The guy is a wanker and a hoplophobe with a pulpit.

Peace favor your sword,
Kirk


----------



## Langenschwert (Jan 7, 2011)

This article is making the rounds. Wanker doesn't even cover it. There is a wonderful rebuttal of his steaming pile of feces here:

http://suvudu.com/2011/01/author-makes-haste-to-connect-swords-fantasy-and-nerds-to-murder.html

And another rebuttal which is far more entertaining:

http://lessonsontheenglishlongsword.blogspot.com/2011/01/rabid-blood-spattered-geeks.html

Best regards,

-Mark


----------



## lklawson (Jan 10, 2011)

Langenschwert said:


> This article is making the rounds. Wanker doesn't even cover it. There is a wonderful rebuttal of his steaming pile of feces here:\


I deliberately did NOT forward or link the article anywhere.  He already has enough of a pulpit without me driving more traffic to it.  If Slate were an internet forum, this guy would be labeled a Troll.  I keep waiting for Slate to die the internet death.

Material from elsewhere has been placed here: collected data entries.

PR #1798, opened 2022-12-05
Add test for mock agent with fetch in jest

hansottowirtz:
(I'm also sorry for using jest)

MockAgent or setGlobalDispatcher seem to be bypassed when used with Node 18 native fetch or with fetch imported from undici, but only when running in Jest.

I added a simple test, but I'm not familiar with undici internals, any suggestions where I can look?

### DIFF
--- a/test/jest/mock-agent.test.js
+++ b/test/jest/mock-agent.test.js
@@ -1,6 +1,6 @@
 'use strict'
 
-const { request, setGlobalDispatcher, MockAgent } = require('../..')
+const { request, setGlobalDispatcher, MockAgent, fetch } = require('../..')
 const { getResponse } = require('../../lib/mock/mock-utils')
 
 /* global describe, it, expect */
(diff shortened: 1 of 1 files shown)


mcollina:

> http://suvudu.com/2011/01/author-makes-haste-to-connect-swords-fantasy-and-nerds-to-murder.html
> 
> And another rebuttal which is far more entertaining:
> 
> ...


Thanks.

Peace favor your sword,
Kirk


----------



## Langenschwert (Jan 10, 2011)

lklawson said:


> I deliberately did NOT forward or link the article anywhere. He already has enough of a pulpit without me driving more traffic to it. If Slate were an internet forum, this guy would be labeled a Troll. I keep waiting for Slate to die the internet death.


 
Me either. However, trash sells. This guy will probably sell very well for a long time. It's far easier to ridicule something rather than judge it on its merits.

Best regards,

-Mark


----------